GIVEN DATA ::
++++++++++
PR #155, opened 2020-06-07
Fix regex searching for Content-Type header

rhansen:
* Add the `m` modifier because the `$headers` variable can contain multiple headers. If `$headers` contains a Content-Type header but it is the second or later header then the regex won't match without `m`.
  * Add the `i` modifier because RFC 7230 says that header field names are case-insensitive.
  * Don't require a space after the colon because RFC 7230 says that the space is optional.


rhansen:
I updated the commit message; please take another look.

PR #156, opened 2020-06-07
Start a NEWS document for notable changes

rhansen:


rhansen:
I reverted the merge. I would reopen this pull request but it looks like I don't have permission, so I'll open a new pull request so we can discuss further.

PR #158, opened 2020-06-09
Convert RELEASENOTE to a history of notable changes

rhansen:
PR #156 was reverted due to a post-merge comment. This is a re-do of that PR so that we can discuss further.


rhansen:
Currently there are three files describing changes:

  * `ChangeLog`: Contains a detailed history of every svn commit.
  * `Changelog.old`: Per-release summary of important changes for v3.7.3 and older.
  * `RELEASENOTE`: Summary of important changes in only the most recent release.

Most open source projects follow this convention:

  * `ChangeLog`: Detailed history of every commit. This file is becoming more and more rare because it's tedious to maintain and the same information can be gleaned from reviewing the version control system's log.
  * `NEWS`: Per-release summary of important changes. This contains the most important points that users will want to see. It is a critical resource for package maintainers, who use it to determine if there compatibility-breaking changes or updated dependencies.

This PR currently converts `RELEASENOTE` into `NEWS` (backfilling old versions) but leaves `ChangeLog` and `Changelog.old` alone. @wimpunk: You mentioned that you didn't like the name `NEWS`. What is your preference?

SuperSandro2000:
Changelog.old has a similar format to news.md. I think it should be merged and then deleted.

wimpunk:
Some historical information: `Changelog.old` was generated by some svn commando, at that time it was just called `Changelog` (or maybe `ChangeLog`, not completely sure).  At some time I started using git and I couldn't generated the same kind of changelog so I decided to rename it to `Changelog.old` and use `Changelog` for the git history.   Unfortunatly it's currently impossible by running some thing like `git log --oneline --since v3.9.0` to see a lot of useful information so I mostly generate the contents and change it where needed.  I put the latest version in the `RELEASENOTE` because it used to be picked up while releasing using sf.net.  I think I have to copy the contents to the webinterface while releasing on github.
So for historical reasons I would like to keep the Changelog file but I'm open for good arguments.  We need at least a place where we find a good overview about what has changed.  Currently `git log --oneline --since=v3.9.1` shows a lot of info but it isn't very useful for users.  Thinking of it, if we don't fill the `Changelog` with the git history, we could start using the suggested `NEWS` file but we may not forget to fill it with the info needed.  Things I would like to see in the `NEWS` file:
- new, updated or removed providers
- new, updated or removed routers
- code cleanup: I've always wanted to do this but it was hard to do when using svn because the patches wouldn't apply anymore.  So thanks for defining a code style and cleanup the code.
- important changes like dependencies
There could be more items but these are the ones I currently think about.

rhansen:
> Unfortunatly it's currently impossible by running some thing like `git log --oneline --since v3.9.0` to see a lot of useful information

I'm curious about why you say that. Is it because there are lots of merge commits? If so, you can pass `--no-merges`. Or is it because there are a lot more cleanup and minor tweak commits that aren't newsworthy?

> so I mostly generate the contents and change it where needed.

I think that's the only thing you can do. Many projects have tried to get devs to add a useful "Release-Note:" pseudo-header in commit messages for automatic extraction by a script. That approach usually fails: devs inevitably forget to add that pseudo-header, they don't word it appropriately for user consumption, they add it for trivial stuff, etc.  Someone usually ends up having to manually edit the release notes anyway.

Usually I try to add an entry to the release notes doc in the same commit that makes the newsworthy change. It's similar to the "Release-Note:" pseudo-header approach but has some advantages: (1) there's no need to run a script to generate the release notes, (2) people can easily see what's going to be in the next release, and (3) there's something about the psychology of editing the release notes directly that causes devs to do a better job at wording the entry for public consumption. The major downside is it increases the probability of a merge conflict. And someone will still have to review the notes before release anyway. Hopefully that's an easier task if the notes are updated along the way.

> So for historical reasons I would like to keep the Changelog file but I'm open for good arguments. We need at least a place where we find a good overview about what has changed.

I don't mind calling it "ChangeLog" if that's your preference. What do you think about this:
  1. Rename this PR's `NEWS.md` to `ChangeLog.md`. (I think we want the `.md` extension so that it renders nicely in GitHub.)
  2. Move the existing `ChangeLog` contents to `ChangeLog.md`, but group the entries by release version instead of date.
  3. Move the `Changelog.old` contents as-is to `ChangeLog.md`.

> Thinking of it, if we don't fill the `Changelog` with the git history, we could start using the suggested `NEWS` file but we may not forget to fill it with the info needed.

Do you mean "may forget"? That's a risk, but I think it's a minor one: When it's time to cut a new release we'll remember to update the release notes at that time, and if we still forget something we can always go back and add it when we do remember.

> Things I would like to see in the `NEWS` file:
> 
>   * new, updated or removed providers
>   * new, updated or removed routers
>   * code cleanup: I've always wanted to do this but it was hard to do when using svn because the patches wouldn't apply anymore.  So thanks for defining a code style and cleanup the code.
>   * important changes like dependencies

:+1:

Regarding code cleanup, I usually just add a single bullet that says something like "internal cleanup" (unless it's a major refactor) because it doesn't affect users much and we want a good signal to noise ratio.

SuperSandro2000:
> I'm curious about why you say that. Is it because there are lots of merge commits? If so, you can pass --no-merges. Or is it because there are a lot more cleanup and minor tweak commits that aren't newsworthy?

If so those can be ignored with: ``git log --oneline --since v3.9.0 --no-merges``

rhansen:
I renamed `NEWS.md` to `ChangeLog.md` and merged in the contents of `ChangeLog` and `Changelog.old`. What do you think about it now?

rhansen:
I have 4 branches that are based on this PR, so unless anyone vetos I'm going to merge this later tonight.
++++++++++
YOUR INSTRUCTIONS :: Your answer must be an exact copy of every entry above.

RESPONSE TO THIS EXERCISE ::
PR #155, opened 2020-06-07
Fix regex searching for Content-Type header

rhansen:
* Add the `m` modifier because the `$headers` variable can contain multiple headers. If `$headers` contains a Content-Type header but it is the second or later header then the regex won't match without `m`.
  * Add the `i` modifier because RFC 7230 says that header field names are case-insensitive.
  * Don't require a space after the colon because RFC 7230 says that the space is optional.


rhansen:
I updated the commit message; please take another look.

PR #156, opened 2020-06-07
Start a NEWS document for notable changes

rhansen:


rhansen:
I reverted the merge. I would reopen this pull request but it looks like I don't have permission, so I'll open a new pull request so we can discuss further.

PR #158, opened 2020-06-09
Convert RELEASENOTE to a history of notable changes

rhansen:
PR #156 was reverted due to a post-merge comment. This is a re-do of that PR so that we can discuss further.


rhansen:
Currently there are three files describing changes:

  * `ChangeLog`: Contains a detailed history of every svn commit.
  * `Changelog.old`: Per-release summary of important changes for v3.7.3 and older.
  * `RELEASENOTE`: Summary of important changes in only the most recent release.

Most open source projects follow this convention:

  * `ChangeLog`: Detailed history of every commit. This file is becoming more and more rare because it's tedious to maintain and the same information can be gleaned from reviewing the version control system's log.
  * `NEWS`: Per-release summary of important changes. This contains the most important points that users will want to see. It is a critical resource for package maintainers, who use it to determine if there compatibility-breaking changes or updated dependencies.

This PR currently converts `RELEASENOTE` into `NEWS` (backfilling old versions) but leaves `ChangeLog` and `Changelog.old` alone. @wimpunk: You mentioned that you didn't like the name `NEWS`. What is your preference?

SuperSandro2000:
Changelog.old has a similar format to news.md. I think it should be merged and then deleted.

wimpunk:
Some historical information: `Changelog.old` was generated by some svn commando, at that time it was just called `Changelog` (or maybe `ChangeLog`, not completely sure).  At some time I started using git and I couldn't generated the same kind of changelog so I decided to rename it to `Changelog.old` and use `Changelog` for the git history.   Unfortunatly it's currently impossible by running some thing like `git log --oneline --since v3.9.0` to see a lot of useful information so I mostly generate the contents and change it where needed.  I put the latest version in the `RELEASENOTE` because it used to be picked up while releasing using sf.net.  I think I have to copy the contents to the webinterface while releasing on github.
So for historical reasons I would like to keep the Changelog file but I'm open for good arguments.  We need at least a place where we find a good overview about what has changed.  Currently `git log --oneline --since=v3.9.1` shows a lot of info but it isn't very useful for users.  Thinking of it, if we don't fill the `Changelog` with the git history, we could start using the suggested `NEWS` file but we may not forget to fill it with the info needed.  Things I would like to see in the `NEWS` file:
- new, updated or removed providers
- new, updated or removed routers
- code cleanup: I've always wanted to do this but it was hard to do when using svn because the patches wouldn't apply anymore.  So thanks for defining a code style and cleanup the code.
- important changes like dependencies
There could be more items but these are the ones I currently think about.

rhansen:
> Unfortunatly it's currently impossible by running some thing like `git log --oneline --since v3.9.0` to see a lot of useful information

I'm curious about why you say that. Is it because there are lots of merge commits? If so, you can pass `--no-merges`. Or is it because there are a lot more cleanup and minor tweak commits that aren't newsworthy?

> so I mostly generate the contents and change it where needed.

I think that's the only thing you can do. Many projects have tried to get devs to add a useful "Release-Note:" pseudo-header in commit messages for automatic extraction by a script. That approach usually fails: devs inevitably forget to add that pseudo-header, they don't word it appropriately for user consumption, they add it for trivial stuff, etc.  Someone usually ends up having to manually edit the release notes anyway.

Usually I try to add an entry to the release notes doc in the same commit that makes the newsworthy change. It's similar to the "Release-Note:" pseudo-header approach but has some advantages: (1) there's no need to run a script to generate the release notes, (2) people can easily see what's going to be in the next release, and (3) there's something about the psychology of editing the release notes directly that causes devs to do a better job at wording the entry for public consumption. The major downside is it increases the probability of a merge conflict. And someone will still have to review the notes before release anyway. Hopefully that's an easier task if the notes are updated along the way.

> So for historical reasons I would like to keep the Changelog file but I'm open for good arguments. We need at least a place where we find a good overview about what has changed.

I don't mind calling it "ChangeLog" if that's your preference. What do you think about this:
  1. Rename this PR's `NEWS.md` to `ChangeLog.md`. (I think we want the `.md` extension so that it renders nicely in GitHub.)
  2. Move the existing `ChangeLog` contents to `ChangeLog.md`, but group the entries by release version instead of date.
  3. Move the `Changelog.old` contents as-is to `ChangeLog.md`.

> Thinking of it, if we don't fill the `Changelog` with the git history, we could start using the suggested `NEWS` file but we may not forget to fill it with the info needed.

Do you mean "may forget"? That's a risk, but I think it's a minor one: When it's time to cut a new release we'll remember to update the release notes at that time, and if we still forget something we can always go back and add it when we do remember.

> Things I would like to see in the `NEWS` file:
> 
>   * new, updated or removed providers
>   * new, updated or removed routers
>   * code cleanup: I've always wanted to do this but it was hard to do when using svn because the patches wouldn't apply anymore.  So thanks for defining a code style and cleanup the code.
>   * important changes like dependencies

:+1:

Regarding code cleanup, I usually just add a single bullet that says something like "internal cleanup" (unless it's a major refactor) because it doesn't affect users much and we want a good signal to noise ratio.

SuperSandro2000:
> I'm curious about why you say that. Is it because there are lots of merge commits? If so, you can pass --no-merges. Or is it because there are a lot more cleanup and minor tweak commits that aren't newsworthy?

If so those can be ignored with: ``git log --oneline --since v3.9.0 --no-merges``

rhansen:
I renamed `NEWS.md` to `ChangeLog.md` and merged in the contents of `ChangeLog` and `Changelog.old`. What do you think about it now?

rhansen:
I have 4 branches that are based on this PR, so unless anyone vetos I'm going to merge this later tonight.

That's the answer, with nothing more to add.